▶ _Your instructions_:
The answer should consist solely of the lines from the first one below through the line containing "production build and", copied exactly.

Stored data:
PR #985, opened 2019-05-08
Faster PR builds & use Travis CI's deploy phase

### LINKED ISSUE #981: buildAndDeploy.sh does not fail Travis CI build when something goes wrong
https://github.com/apache/cordova-docs/issues/959 shows that a failure during the deploy process via https://github.com/apache/cordova-docs/blob/master/buildAndDeploy.sh does not fail the build if something goes wrong.

Example:
"Successful" build at:
https://travis-ci.org/apache/cordova-docs/builds/529733608?utm_source=github_status&utm_medium=notification
If actually look at the raw log:
https://api.travis-ci.org/v3/job/529733609/log.txt
You see this:
```
svn: E215004: Authentication failed and interactive prompting is disabled; see the --force-interactive option
svn: E215004: Commit failed (details follow):
svn: E215004: No more credentials or we tried too many times.
Authentication failed
```

So clearly the `svn commit` actually failed, but the failure was not reported to Travis to alert us about this problem.

raphinesse:
### Motivation and Context

CI was slow and buggy.
Fixes #981 

### Description

- Always run `npm test` during CI runs
- Do a quick development build during `npm test`
- Only run full production build before deployment
- Replace `buildAndDeploy.sh` by `deploy.sh` which deploys an existing
  production build and is also usable outside of a Travis CI context
- Unchanged: Only deploy on commits to master (not when checking PRs)

### Testing

I tested correct operation of the new Travis CI config and the deploy script on my fork. The only thing untested is the last line in `deploy.sh`, the actual commit.


.travis.yml
```diff
@@ -1,12 +1,17 @@
 language: node_js
+node_js: 8
 sudo: false
-node_js:
-- '8'
```
dblotsky: Does changing this from a list to an int continue to work in Travis CI?

tools/bin/deploy.sh
```diff
@@ -0,0 +1,24 @@
...
+        echo 'ERROR: No SVN credentials given in $svn_username and $svn_pass'
+        exit 1
+    }
+    svn_q --non-interactive --no-auth-cache \
+          --username="$svn_username" --password="$svn_pass" "$@"
+}
+
+echo "Deploying website and docs to $svn_url"
+cd ..
+svn_q checkout $svn_url cordova-website
```
dblotsky: Please put the URL in quotes.

package.json
```diff
@@ -7,7 +7,7 @@
     "doc": "doc"
   },
   "scripts": {
-    "test": "npm run eslint && npm run mocha",
+    "test": "npm run eslint && npm run mocha && gulp build",
```
dblotsky: Does any step of the deployment process run this?

.travis.yml
```diff
@@ -1,12 +1,17 @@
...
-- bundle install
+
 install:
-- npm install
-script:
-  - export BRANCH=$(if [ "$TRAVIS_PULL_REQUEST" == "false" ]; then echo $TRAVIS_BRANCH; else echo $TRAVIS_PULL_REQUEST_BRANCH; fi)
-  - chmod 755 buildAndDeploy.sh
-  - travis_wait 30 sleep infinity & ./buildAndDeploy.sh
+  - npm install
+  - bundle install
```
dblotsky: Might this be a good place to add a `- npm test`?

dblotsky:
Thanks for the PR! A more philosophical question: what do you think of moving the `npm run *` commands to `gulpfile.js`?

.travis.yml
erisu: haha nice catch, I didn't even noticed the test command was not even used.

raphinesse: `npm test` is the default `script`, i.e. main CI phase for projects with `language: node_js`

package.json
raphinesse: This will run before each _continuous_ deployment by Travis CI (also see below). The CI run will not continue with deployment if the `npm test` run fails. Running only the deploy script yourself will not run this.

tools/bin/deploy.sh
raphinesse: I thought it will probably never contain spaces, but I know myself that that's a weak argument. Will do.

raphinesse: Yes. Also see the CI run for this PR.

.travis.yml
raphinesse: Yes. Also see the CI run for this PR.

raphinesse:
> Thanks for the PR! A more philosophical question: what do you think of moving the `npm run *` commands to `gulpfile.js`?

IMHO all important operations on a `npm` package should be accessible by an entry in `scripts`. The nice thing is that it sets up your `PATH` to include your dependencies' binaries etc. That way you do not have to install `gulp-cli` in this case. Of course you could also use `npx` for that, but the `scripts` give a nice list of what you are supposed to be doing. Moreover, Travis CI runs `npm test` for you by default :grin: 

Gulp OTOH is fine for complex build steps, just like it is used here. I wouldn't use it as an entry point to all and everything.

.travis.yml
janpio: I would prefer to make it explicit in the CI configuration, people changing this in the future (looking in the mirror: me!) might now know about it and wonder what is going on. Doesn't hurt having it, does it?

package.json
janpio: What does `gulp build` do?

janpio: Ah, this is:
> Do a quick development build during npm test

.travis.yml
raphinesse: It hurts my eyes! :scream:

JK, it's definitely more obvious with the `script` phase explicitly defined.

▶ _Expected answer_:
PR #985, opened 2019-05-08
Faster PR builds & use Travis CI's deploy phase

### LINKED ISSUE #981: buildAndDeploy.sh does not fail Travis CI build when something goes wrong
https://github.com/apache/cordova-docs/issues/959 shows that a failure during the deploy process via https://github.com/apache/cordova-docs/blob/master/buildAndDeploy.sh does not fail the build if something goes wrong.

Example:
"Successful" build at:
https://travis-ci.org/apache/cordova-docs/builds/529733608?utm_source=github_status&utm_medium=notification
If actually look at the raw log:
https://api.travis-ci.org/v3/job/529733609/log.txt
You see this:
```
svn: E215004: Authentication failed and interactive prompting is disabled; see the --force-interactive option
svn: E215004: Commit failed (details follow):
svn: E215004: No more credentials or we tried too many times.
Authentication failed
```

So clearly the `svn commit` actually failed, but the failure was not reported to Travis to alert us about this problem.

raphinesse:
### Motivation and Context

CI was slow and buggy.
Fixes #981 

### Description

- Always run `npm test` during CI runs
- Do a quick development build during `npm test`
- Only run full production build before deployment
- Replace `buildAndDeploy.sh` by `deploy.sh` which deploys an existing
  production build and is also usable outside of a Travis CI context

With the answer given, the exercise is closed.